So this also gets trivial yes answers to both (1) (2)
even over ZF - regularity + ~regularity.
There would be more complex versions of this than one
maxinal chain of recursive singletons, to get around a
new version of the questions blocking that case.
I think the interesting questions like (1) and (2)
should be asking about closer connections between the
definable cardinality and the axiomatized one.
So I think the interesting version of (1) ands (2)
should ask this when the interpretation is not allowed
to redfine the universe, or = or epsilon.

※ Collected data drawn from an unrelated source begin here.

PR #2054, opened 2026-07-31
feat(restrict-dependency-ranges): add `<`, `<=`, `>`, `>=` as possible `rangeTypes`

### LINKED ISSUE #2028: 🚀 Feature: `restrict-dependency-ranges` - add options to support restrictions involving `>`/`>=`/`<`/`<=`
### Feature Request Checklist

### Overview

it would be nice if the config for `restrict-dependency-ranges` supported a `rangeType` that enforced only the following symbols: `>`, `>=`, `<`, `<=`

### Additional Info

in my project, we don't need to worry about pinning dependencies in `package.json` because the dependencies will always be installed using the locked versions from `package-lock.json`. this is because my project is a bundled application, not a published npm package.

this makes it much easier for us to bump our dependencies because we just run `npm update` to get the latest versions of all our dependencies, and if we encounter any breaking changes that we can't resolve, only then do we add an upper bound to that dependency in our  `package.json` (using `<` or `<=`)

DetachHead:
## PR Checklist

- [x] Addresses an existing open issue: fixes #2028 


DetachHead:
> [[**pr-branch-non-default**](https://octo.guide/rules/pr-branch-non-default)] This PR is sent from the head repository's default branch Sending a PR from a default branch means the head repository can't easily be updated after the PR is merged. Sending a PR from a repository's default branch, commonly `main`, means that repository will have a hard time pulling in updates from the upstream repository. It's generally recommended to instead create a new branch per pull request. You'll need to:

IMO it shouldn't matter to this repo how i manage my branches in my own fork. i find it more convenient to just use the main branch and only make separate branches when i intend to make multiple contributions

michaelfaith:
> IMO it shouldn't matter to this repo how i manage my branches in my own fork.

I agree.  And that's why, after seeing this, i disabled the rule [here](https://github.com/michaelfaith/eslint-plugin-package-json/pull/2055), and filed an issue upstream to remove it from their `recommended` config [here](https://github.com/octoguide/bot/issues/624).

src/rules/restrict-dependency-ranges.ts
```diff
@@ -11,9 +11,27 @@ const DEPENDENCY_TYPES = [
...
 
+const SYMBOLS = RANGE_TYPES.filter((rangeType) => 'symbol' in rangeType).map(
+  (rangeType) => rangeType.symbol,
+);
+type SymbolType = (typeof SYMBOLS)[number];
+
+const RANGE_NAMES = RANGE_TYPES.filter((rangeType) => 'alias' in rangeType).map(
+  (rangeType) => rangeType.alias,
+);
+type RangeNames = (typeof RANGE_NAMES)[number];
```
michaelfaith: Nit

```suggestion
type RangeName = (typeof RANGE_NAMES)[number];
```

src/rules/restrict-dependency-ranges.ts
```diff
@@ -11,9 +11,27 @@ const DEPENDENCY_TYPES = [
...
+  { symbol: '<=' },
+  { symbol: '>' },
+  { symbol: '>=' },
+] as const;
 type RangeType = (typeof RANGE_TYPES)[number];
 
+const SYMBOLS = RANGE_TYPES.filter((rangeType) => 'symbol' in rangeType).map(
+  (rangeType) => rangeType.symbol,
+);
+type SymbolType = (typeof SYMBOLS)[number];
```
michaelfaith:
```suggestion
type RangeSymbol = (typeof SYMBOLS)[number];
```

src/rules/restrict-dependency-ranges.ts
```diff
@@ -11,9 +11,27 @@ const DEPENDENCY_TYPES = [
...
 
-const RANGE_TYPES = ['caret', 'pin', 'tilde'] as const;
+const RANGE_TYPES = [
+  { symbol: '^', alias: 'caret' },
+  { alias: 'pin', workspaceSymbol: '*' },
+  { symbol: '~', alias: 'tilde' },
+  { symbol: '<' },
+  { symbol: '<=' },
+  { symbol: '>' },
+  { symbol: '>=' },
```
michaelfaith: We could include aliases for these too (e.g. `lt`, `lte`, `gt`, `gte`).  Though, I also don't feel super strongly about it.  So happy to leave that off.

src/rules/restrict-dependency-ranges.ts
```diff
@@ -70,20 +116,11 @@ const changeVersionRange = (version: string, rangeType: RangeType): string => {
...
   if (/^workspace:[~^*]$/.test(version)) {
-    switch (rangeType) {
-      case 'caret':
-        return 'workspace:^';
-      case 'pin':
-        return 'workspace:*';
-      default:
-        return 'workspace:~';
-    }
+    return workspaceVersionStartsWith(rangeType);
```
michaelfaith: I don't believe `workspace:` protocol will work with only inequality symbols.  e.g. `workspace:<`, which this logic would potentially create.

src/rules/restrict-dependency-ranges.ts
```diff
@@ -153,13 +186,17 @@ export const rule = createRule({
...
           }
 
-          const isPinned = !!semver.parse(version) || version === 'workspace:*';
-          const isTildeRange =
-            (!!semver.validRange(version) && version.startsWith('~')) ||
-            version.startsWith('workspace:~');
-          const isCaretRange =
-            (!!semver.validRange(version) && version.startsWith('^')) ||
-            version.startsWith('workspace:^');
+          const isRangeType = (rangeType: RangeType) => {
```
michaelfaith:
```suggestion
          const doesRangeTypeMatch = (rangeType: RangeType) => {
```

src/rules/restrict-dependency-ranges.ts
```diff
@@ -196,37 +233,30 @@ export const rule = createRule({
...
-              switch (rangeType) {
-                case 'caret':
-                  return isCaretRange;
-                case 'pin':
-                  return isPinned;
-                case 'tilde':
-                  return isTildeRange;
-              }
-            });
+            const rangeTypeMatch = rangeTypes.some(isRangeType);
```
michaelfaith:
```suggestion
            const isRangeTypeValid = rangeTypes.some(isRangeType);
```

src/rules/restrict-dependency-ranges.ts
```diff
@@ -259,9 +292,7 @@ export const rule = createRule({
     },
     hasSuggestions: true,
     messages: {
-      changeToCaret: 'Change to use a caret range.',
-      changeToPin: 'Pin the version.',
-      changeToTilde: 'Change to use a tilde range.',
+      changeTo: 'Change to use a {{rangeType}}',
```
michaelfaith:
```suggestion
      changeTo: 'Change to use a {{rangeType}} range',
```

And i'm ok with this consolidation with all of them except `pin`.  I'd like to keep the original `pin` wording.  "Change to use a pin" doesn't read very well.

michaelfaith (changes requested):
Great start.  Thanks again for taking this up.  I've left a bit of feedback.  Also, the doc page for this rule needs to be updated too, to reflect the new options.  And it would be good to add another test to cover the missing line/condition.

src/rules/restrict-dependency-ranges.ts
DetachHead: i'm not really familiar with `workspace:` dependencies. do you mean that `<`, `<=`, `>` and `>=` are all not supported? and that we should only call `workspaceVersionStartsWith` if the range type is `*`, `~` or `"pin"`?

src/rules/restrict-dependency-ranges.ts
```diff
@@ -57,11 +82,30 @@ const schemaOptions = {
...
+const normalizeRangeType = (
+  rangeTypeOrSymbol: RangeName | RangeSymbol,
+): RangeType => {
+  const result = RANGE_TYPES.find(
+    (rangeType) =>
+      ('symbol' in rangeType && rangeType.symbol === rangeTypeOrSymbol) ||
+      rangeType.alias === rangeTypeOrSymbol,
+  );
+  if (result === undefined) {
+    throw new Error(`invalid range type: ${rangeTypeOrSymbol}`);
```
DetachHead: >  And it would be good to add another test to cover the missing line/condition.

hmm i think this line is unreachable, since specifying an invalid range type causes the json schema validation to fail before this line is reached:

```
Error: Key "rules": Key "package-json/restrict-dependency-ranges":
        Value ["asdfasdfafd"] should be equal to one of the allowed values.
        Value "asdfasdfafd" should be equal to one of the allowed values.
        Value ["asdfasdfafd"] should be equal to one of the allowed values.
        Value "asdfasdfafd" should be equal to one of the allowed values.
        Value ["asdfasdfafd"] should match exactly one schema in oneOf.
        Value {"rangeType":["asdfasdfafd"]} should be array.
        Value {"rangeType":["asdfasdfafd"]} should match exactly one schema in oneOf.
```
the only reason i added this line was to avoid a typescrtipt error. i also tried using `!` instead but there's an eslint rule banning it.

i added a `codecov:ignore` comment, not sure if that's the best solution tho

src/rules/restrict-dependency-ranges.ts
```diff
@@ -57,11 +82,31 @@ const schemaOptions = {
...
+  );
+  if (result === undefined) {
+    // codecov:ignore-next-line - this should be unreachable due to the JSON schema validation
+    throw new Error(`invalid range type: ${rangeTypeOrSymbol}`);
+  }
+  return result;
+};
+
+const workspaceVersionStartsWith = (rangeType: RangeType) => {
+  if ('workspaceSymbol' in rangeType) {
```
michaelfaith, line 90: This function name isn't very reflective of its purpose.  How about `getWorkspaceVersionForRange`? (sorry for the delay on this, I'd typed it out last review, but didn't hit submit 🤦)

src/rules/restrict-dependency-ranges.ts
```diff
@@ -42,11 +58,20 @@ const schemaOptions = {
...
         {
-          enum: RANGE_TYPES,
+          enum: SYMBOLS,
+        },
+        {
+          items: {
+            enum: SYMBOLS,
+          },
+          type: 'array',
+        },
```
michaelfaith: The way this is setup, does it mean that we can't have an array that includes both symbols and names?  I think the config should be interchangeable.  i.e. `["<", "tilde", "gte"]` should work (and be equivalent to `["lt", "~", ">="]`. Since `pin` only exists as a name, it's necessary to be able to support a mix.  Would be good to include a test case for this, to ensure we do.

src/rules/restrict-dependency-ranges.ts
michaelfaith: If the code is unreachable, then I'd rather not have it, and go with the `!` + `eslint-disable`

src/rules/restrict-dependency-ranges.ts
michaelfaith: > and that we should only call `workspaceVersionStartsWith` if the range type is *, ~ or "pin"?

Basically.  `workspace:>` is not support, but `workspace:>2.0.0` is supported.  Whereas `workspace:^`, `workspace:~`, and `workspace:*`  are also supported.  So we wouldn't want to swap `workspace:^` for `workspace:>`, since that's not valid, but we would want to swap `workspace:^1.0.0` with `workspace:>1.0.0`

michaelfaith: What I'm undecided on, though, is if we should even report those cases... 🤔  I'm inclined to leave those alone, since they have special meaning, but I could see both sides.

michaelfaith (changes requested):
Good progress.  Answered a couple of questions, and pointed out a potential bug in the schema setup.

src/rules/restrict-dependency-ranges.ts
DetachHead: ok i've updated it to only report on `rangeType`s that support `workspace:` (i think. sorry i still don't fully understand how these work)

src/rules/restrict-dependency-ranges.ts
DetachHead: fixed. however that raises a question: what to do if the user specifies the same `rangeType` twice eg. `['tilde', '~']` should it throw an error? i would say yes, but perhaps that's outside the scope of this PR since i think `['tilde', 'tilde']` is currently allowed too

src/rules/restrict-dependency-ranges.ts
```diff
@@ -57,50 +75,61 @@ const schemaOptions = {
...
+    return `workspace:${rangeType.workspaceSymbol}`;
+  }
+};
+
+/** For displaying a range type in a user-facing way (ie. an error message). */
+const displayRangeType = (rangeType: RangeType) =>
+  'symbol' in rangeType ? rangeType.symbol : rangeType.alias;
+
+const isWorkspaceSymbol = (version: string) =>
+  /^workspace:[~^*]$/.test(version);
```
michaelfaith:
```suggestion
const isRollingWorkspaceSpec = (version: string) =>
  /^workspace:[~^*]$/.test(version);
```

Also, could we extract out the Regex's to constants outside of the functions.  I know it wasn't like that before for the ones that were already there, but now that we're adding more, it would be nice to do that.  So we're not re-initializing the same regex's over and over again with every function call.

src/rules/restrict-dependency-ranges.ts
```diff
@@ -57,50 +75,61 @@ const schemaOptions = {
...
+
+const isWorkspaceSymbolWithVersion = (version: string) =>
+  /^workspace:[~^*]/.test(version);
```
michaelfaith: Nit on the naming (this function name doesn't really reflect what it's testing.  This not only detects `workspace:^1.2.3` but also `workspace:^`.  It's named as if it only detects the first.  Coupled with feedback below, should we just be testing if it's workspace protocol at this point?  e.g. `startsWith('workspace:')`  If so, then maybe it's just `isWorkspaceProtocol`...

src/rules/restrict-dependency-ranges.ts
```diff
@@ -153,13 +182,25 @@ export const rule = createRule({
...
+            if ('symbol' in rangeType && semver.validRange(version)) {
+              return version.startsWith(rangeType.symbol);
+            }
+            if (
+              rangeType.alias === 'pin' &&
+              (!!semver.parse(version) || version === 'workspace:*')
+            ) {
+              return true;
+            }
+            if (isWorkspaceSymbolWithVersion(version)) {
```
michaelfaith: I think there's still a gap here.  This function only catches changes to `workspace:[~^*]` but doesn't attempt to change `workspace:>=1.2.3`.  If the expected range type is `^` that should be changed to `workspace:^1.2.3`, right?  I don't believe that will be supported here. (it would be good to add tests for that)

 This filter function also isn't exhaustive.  What if none of the conditions are met?  It just returns `undefined`.  Does that mean the range type doesn't match?  Or we don't know if it matches?

src/rules/restrict-dependency-ranges.ts
michaelfaith: Mmm, good callout.  I think adding `uniqueItems: false` should fix the existing repeat issue, but wouldn't solve the new one. I wouldn't want to throw an error, so I think it's ok to leave it for now.

michaelfaith (changes requested):
Good progress!  Still a few more areas of feedback.  Almost there.

src/rules/restrict-dependency-ranges.ts
DetachHead: done, though the regexes are slightly different so i had to go ``new RegExp(`${WORKSPACE_REGEX.source}$`)`` which imo is more difficult to read

DetachHead: nvm, i just removed the other function based on your other comments and inlined it again since it still only has one usage

src/rules/restrict-dependency-ranges.ts
DetachHead: removed this function and replaced it with an inline `startsWith('workspace:')` check

src/rules/restrict-dependency-ranges.ts
DetachHead: > I think there's still a gap here. This function only catches changes to `workspace:[~^*]` but doesn't attempt to change `workspace:>=1.2.3`. If the expected range type is `^` that should be changed to `workspace:^1.2.3`, right? I don't believe that will be supported here. (it would be good to add tests for that)

i added a test for this and it seems to work as expected (https://github.com/michaelfaith/eslint-plugin-package-json/pull/2054/changes/7bd13eb413bc79953fa56d86ab7f25e165baaa5c)

> This filter function also isn't exhaustive. What if none of the conditions are met? It just returns `undefined`. Does that mean the range type doesn't match? Or we don't know if it matches?

good catch. i enabled `noImplicitReturns` in `tsconfig.json` to avoid mistakes like this in the future (https://github.com/michaelfaith/eslint-plugin-package-json/pull/2054/changes/8a44b14922dd44ccb28221dd206177d22eec72e1)

src/rules/restrict-dependency-ranges.ts
```diff
@@ -153,13 +180,26 @@ export const rule = createRule({
...
-          const isCaretRange =
-            (!!semver.validRange(version) && version.startsWith('^')) ||
-            version.startsWith('workspace:^');
+          const doesRangeTypeMatch = (rangeType: RangeType) => {
+            if ('symbol' in rangeType && semver.validRange(version)) {
+              return version.startsWith(rangeType.symbol);
+            }
+            if (
+              rangeType.alias === 'pin' &&
+              (!!semver.parse(version) || version === 'workspace:*')
```
michaelfaith:
```suggestion
              (!!semver.parse(version) || version === 'workspace:*' || version === `workspace:`)
```

`workspace:` (with no qualifier) behaves the same as `workspace:*`

src/rules/restrict-dependency-ranges.ts
```diff
@@ -57,50 +75,59 @@ const schemaOptions = {
...
+  }
+  return undefined;
+};
+
+/** For displaying a range type in a user-facing way (ie. an error message). */
+const displayRangeType = (rangeType: RangeType) =>
+  'symbol' in rangeType ? rangeType.symbol : rangeType.alias;
+
+const isRollingWorkspaceSpec = (version: string) =>
+  /^workspace:[~^*]$/.test(version);
```
michaelfaith: So, this regex still needs to be pulled out of the function (as well as the one on 117).  It's not about reuse across callsites.  It's about runtime instantiations.  Every time this function is called, it's going to `new` up a `RegExp` object, even though the regex pattern is the same.  If you pull the regex out as a const in the global scope, it only creates one instance.

michaelfaith (changes requested):
Looks good; just two minor tweaks, and should be good to go.  Thanks!

src/rules/restrict-dependency-ranges.ts
DetachHead: done. there were other regexes that i extracted too (but i couldn't really think of good names for them)

michaelfaith (approved):
Looks good 👍  Thanks again for the contribution.

michaelfaith:
@all-contributors please add @DetachHead for code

So to interpret Tarski axiom, we insist on an
interpretation of Card over the original
=, epsilon and the original universe.
And for the other direction in (2), the defined
cardinality should be using the underyling universe
behind Tarski's axiom.
So to repeat (1) and (2) :
> (1) is ZF(minus Regularity) + Tarski's axiom
> Equi-interpretable with
> ZF minus Regularity.
>
> (2) Can we have a formula Phi(x y) in FOL(=3D,e) such that:
>
> ZF(-Regularity) + "AxE!y Phi(x y) &
> Ax1x2y ((Phi(x1 y) & Phi(x2 y)) <-> x1 equinumerous to x2)"
>
> is Equi-interpretable with
>
> ZF(-Regularity) + Tarski's axiom.
The reworked version would say, can we interpret Tarski's axiom
over those base theories by just an defining Card.
And for the other direction it would say: (for (2))
in the big language with Card and the theory with Tarski's
axiom, can we prove the statement above about Phi for some
Phi from the smaller sublangyuage not mentioning Card.
These are questions about a more direct connection between
defined and axiomatized cardnality.
So I turn to that now.
In the revised (1), to drop Tarski's axiom is trivial.
It is the identity interpretation where every formula translates
to itself.
For the other direction, can we interepret
ZF - regularity + Tarski's axiom into ZF - regularity in this
special form of interpretation, just to interpret Card as a definition,
my [5] & [6] models are a counterexamples.
([5] itself included several variant versions. And [6] was a further
variatiant. The reason to have these alternatives was to have examples
with various additional side properties.)
So that direction the answer is no. ZF - regulairty + Tatrski's
axioms can't interpret in this restiricted sense into ZF - regularity.
Regarding:
> (2) Can we have a formula Phi(x y) in FOL(=3D,e) such that:
>
> ZF(-Regularity) + "AxE!y Phi(x y) &
> Ax1x2y ((Phi(x1 y) & Phi(x2 y)) <-> x1 equinumerous to x2)"
>
> is Equi-interpretable with
>
> ZF(-Regularity) + Tarski's axiom.
One direction is easy. Given any formula Phi, starting with
theory
> ZF(-Regularity) + "AxE!y Phi(x y) &
> Ax1x2y ((Phi(x1 y) & Phi(x2 y)) <-> x1 equinumerous to x2)"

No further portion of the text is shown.